Tarhan, stating that psychological resilience skills against evils should be taught, said, “If parents form a dual coalition, with the mother siding with one child and the father with another, there will be no peace in that home. Polarization and division will occur, and there will be constant tension. There will be no peace and happiness. If this situation occurs in the family, there will also be mistakes related to friendships. The role model is very important here. Because while there used to be 20 factors telling us what is good, right, and beautiful, now there are 20 factors telling us what is evil.
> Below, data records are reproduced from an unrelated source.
PR #1109, opened 2026-05-13
fix(sync): translate brain pending_query result to events shape (real MOAT fix)

vivekchand:
## The bug
`_dispatch_pending_queries` writes raw `{rows: [...]}` to the Brain cache key, overwriting `_build_brain_cache_pushes`'s correct `{events: [...]}` blob. Browser's `_cm_decryptBrain` reads `dec.events || []` = empty → cloud Brain shows "No brain activity events found" even with 100+ events in DuckDB.

## Live repro (2026-05-13)
User sent Telegram messages to Diya bot via OpenClaw. DuckDB had the events. Cloud Brain tab was empty. Confirmed by manually decrypting the cached blob — shape was `{rows: [], count: 123}` (wrong key + empty rows).

## Fix
Extract `_rows_to_brain_events()` helper. Both the proactive cache_push and the heartbeat-piggyback paths now use it for brain cache keys. After hotpatching the daemon and waiting one heartbeat, blob shape is now `{events: [50], count: 50, _source: 'local_store', _shape: 'brain_history'}` ✓.

## Tests
Local hotpatch of running daemon. Verified cloud blob decrypts to the right shape. Deeper unit test would assert `_dispatch_pending_queries` produces blobs whose shape exactly matches what `_cm_decryptBrain` consumes — leaving as TODO since the bug was caught by integration not unit (the kind of bug `_dispatch_pending_queries` is prone to).

This is the **real MOAT** — without it, the Brain tab on app.clawmetry.com is empty for any user whose daemon serves a pending_query before the next cache_push.

### DIFF
--- a/clawmetry/sync.py
+++ b/clawmetry/sync.py
@@ -2072,6 +2072,45 @@ def _local_dispatch_fallback(shape: str, args: dict) -> dict:
     return {"rows": rows, "count": len(rows), "_shape": shape, "_via": "fallback"}
 
 
+def _rows_to_brain_events(rows: list) -> list:
+    """Translate raw DuckDB event rows into the dashboard-display shape the
+    cloud Brain tab's ``_cm_decryptBrain`` expects (``{time, type, detail,
+    src, sessionId, agentId, tokens, cost, model}``).
+
+    Single source of truth used by both the proactive cache_push path
+    (`_build_brain_cache_pushes`) and the heartbeat-piggyback path
+    (`_dispatch_pending_queries`) so the browser sees the SAME shape no
+    matter which writer last touched the cache key.
+
+    Bug 2026-05-13: the piggyback path was writing the raw `{rows: [...]}`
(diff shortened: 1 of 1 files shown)


vivekchand:
Iterated: the first fix (translate to display shape on the daemon) was the wrong direction. Cloud Brain decrypts the blob then runs `transformEvents(rawEvs)` over each item — which expects the ORIGINAL JSONL shape `{type, message:{role,content[]}, timestamp}` so it can unwrap message.content[] for the detail text. Pre-flattening to `{detail:''}` made transformEvents silently drop every event via its empty-detail fallback.

New approach (this commit): ship row['data'] as-is. Live-verified that the cached blob now contains `event[0].message.content[0].text == '[[reply_to_current]] Life is...'` (the actual Diya bot reply from user's Telegram exchange). User can refresh https://app.clawmetry.com/cloud Brain tab and should see the conversation render.

PR #779, opened 2026-04-22
feat: Per-message cost attribution with cache-hit breakdown

vivekchand:
Closes vivekchand/clawmetry-cloud#318

## What
Adds granular cache token tracking to the usage analytics:
- Extended _extract_usage_metrics() to return 4-token-type + 4-cost-type breakdown
- Updated _compute_transcript_analytics() to aggregate daily cache tokens
- Enhanced /api/usage response with input/output/cache-read/cache-write token counts
- New endpoint /api/token-attribution for per-message granular cost breakdown

## How
- Reads message.usage.cost {input, output, cacheRead, cacheWrite, total}
- Tracks daily aggregate of each token type separately
- Returns structured breakdown in API responses
- Calculates cache hit ratio for visibility into cache efficiency

## API Changes
- /api/usage: Each day object now includes inputTokens, outputTokens, cacheReadTokens, cacheWriteTokens
- /api/token-attribution: New endpoint returning per-message token/cost breakdown with cache stats

PR #1128, opened 2026-05-13
[RELEASE] fix: sync.py dead-code after __main__ block (alerts + autonomy never ran)

vivekchand:
## Bug

`clawmetry/sync.py` had module-level definitions placed AFTER the `if __name__ == "__main__":` block:

- `ALERTS_EVAL_INTERVAL_SEC = 60`
- `_ALERTS_EVENT_LOOKBACK_SEC`, `_ALERTS_EVENT_LIMIT`
- `def evaluate_alerts(...)` (PRD #779 evaluator)
- `def _compute_autonomy_daily_series(...)`
- `def sync_autonomy(...)`

Because `run_daemon()` is an infinite loop, the `if __name__` block never returns when the daemon is run as `python -m clawmetry.sync`. Every definition below it was therefore **dead code** in the daemon process.

## Impact — every user since 0.12.179

Confirmed live on user's daemon (PID 31692, fresh restart): **240+ NameError occurrences** in `~/.clawmetry/sync.log` over the last hour.

```
ERROR Sync cycle error: name 'ALERTS_EVAL_INTERVAL_SEC' is not defined
```

- PRD #779 alerts evaluator never fired for any user
- `sync_autonomy()` never ran -> autonomy daily series never computed
- Sync cycle errored every ~15s on every install since 0.12.179

## Fix

Move the entire `if __name__ == "__main__":` block (14 lines) from line 5039 to EOF (now line 5370). Nothing else changed — module-level constants and functions now actually evaluate before the daemon entrypoint runs.

## Test plan

New regression test `tests/test_sync_main_block_at_eof.py`:

- [x] `test_main_block_is_last_top_level_statement` — source-level guard: any non-blank, non-comment, non-indented line after `if __name__ == "__main__":` fails the test. Prevents this exact bug from regressing.
- [x] `test_alerts_and_autonomy_symbols_importable` — asserts `ALERTS_EVAL_INTERVAL_SEC`, `evaluate_alerts`, `sync_autonomy` resolve after `import clawmetry.sync`.
- [x] `test_subprocess_can_resolve_alerts_constant` — fresh subprocess imports the module and reads the constant; asserts no `NameError` on stderr.
- [x] AST parse: `python3 -c "import ast; ast.parse(open('clawmetry/sync.py').read())"` -> OK
- [x] `pytest tests/test_sync_main_block_at_eof.py -q` -> **4 passed**

## Expected log delta after release

Before:
```
ERROR Sync cycle error: name 'ALERTS_EVAL_INTERVAL_SEC' is not defined
ERROR Sync cycle error: name 'ALERTS_EVAL_INTERVAL_SEC' is not defined
ERROR Sync cycle error: name 'ALERTS_EVAL_INTERVAL_SEC' is not defined
... (every 15s, forever)
```

After:
```
INFO  alerts: evaluated N rules, dispatched M
INFO  autonomy: computed daily series for 90 days
```

### DIFF
--- a/clawmetry/sync.py
+++ b/clawmetry/sync.py
@@ -5036,24 +5036,6 @@ def _build_gateway_data(paths: dict = None) -> dict:
         }
 
 
-if __name__ == "__main__":
-    while True:
-        try:
-            run_daemon()
-            break  # clean exit
-        except KeyboardInterrupt:
-            break
-        except Exception as e:
-            import traceback
-
-            log.error(f"Daemon crashed: {e}")
-            log.error(traceback.format_exc())
-            log.info("Restarting in 15 seconds...")
-            time.sleep(15)
-
-
-
-
 def _compute_autonomy_daily_series(sessions_dir, days=90):
     """
     Compute per-day autonomy aggregates from local session transcripts.
@@ -5383,3 +5365,19 @@ def evaluate_alerts(config: dict, state: dict) -> int:
 
     state["alerts_last_eval_ts"] = _iso_now()
     return dispatched
+
+
+if __name__ == "__main__":
+    while True:
+        try:
+            run_daemon()
+            break  # clean exit
+        except KeyboardInterrupt:
+            break
+        except Exception as e:
+            import traceback
+
+            log.error(f"Daemon crashed: {e}")
+            log.error(traceback.format_exc())
+            log.info("Restarting in 15 seconds...")
+            time.sleep(15)
--- a/tests/test_sync_main_block_at_eof.py
+++ b/tests/test_sync_main_block_at_eof.py
@@ -1,0 +1,113 @@
+"""Regression test for the dead-code-after-__main__ bug in clawmetry/sync.py.
+
+Background
+----------
+Between 0.12.179 and 0.12.x (this fix), `clawmetry/sync.py` had module-level
+constants and functions defined AFTER the `if __name__ == "__main__":` block.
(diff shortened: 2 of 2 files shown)


vivekchand:
## 🍎 Steve Jobs UX review

🟡 **P1 — backend infra fix, no user-visible surface this PR alone**, but the consequence WAS user-visible: every install since 0.12.179 saw `Sync cycle error` 4×/min in their daemon log and silently lost the alerts evaluator. The user never knew because the daemon log isn't surfaced anywhere in the dashboard. **Action**: file a follow-up to expose `daemon error rate` as a card in the dashboard's System Health tab — this exact failure mode was invisible to users for hours. (See PRD #1133 layer 4, which captures this.)

🟢 **nit** — the structural regression test `test_sync_main_block_at_eof.py` that asserts no top-level statement comes after `if __name__ == "__main__":` is the right shape of defensiveness — you're protecting the class of bug, not the instance. Apple-grade. Stop.

vivekchand:

🟡 **P1 — simplest possible fix for a self-inflicted wound.** The bug existed only because module-level statements were added below an infinite-loop entry point — should have been caught by the test that now ships in this PR. Future PRs that add anything below `if __name__ == "__main__":` will fail CI. Right answer.

🟢 **OSS leakage / tier**: zero. Daemon health is foundational infra; not a paid surface. **Backend infra**, no fence-sitter conversion impact. Stop.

There are only one or two factors telling us what is good and beautiful. We are in such a world. We cannot raise a child in a glass bubble in a world with microbes. If you do, they will get sick at the first opportunity. Currently, evils are widespread like a virus: lies, deceit, selfishness, self-interest, addiction, gossip... These are opportunities for education to explain good and evil. At this time, instead of protecting children from evil, we need to teach them psychological resilience, a psychological immune system, and psychological resistance against evils. They must be prepared and defended against evils. That is, evils exist, but we must teach children their shields. If they have their shields, do not be afraid.”
“We will make a mental investment and seek a formula”
Finally, Tarhan offered advice to parents, saying, “We will do our best. After that, we will rack our brains to make them better, more beautiful, how to draw my child towards good and beauty. We will make a mental investment and seek a formula. We will ask, 'How can I teach this child what is good and right?' After doing our best, the effort is ours, the victory is Allah's. That is, you will be at peace, and you will have fulfilled your duty to warn. After that, the peace that comes from that surrender will spread to both you and the child.”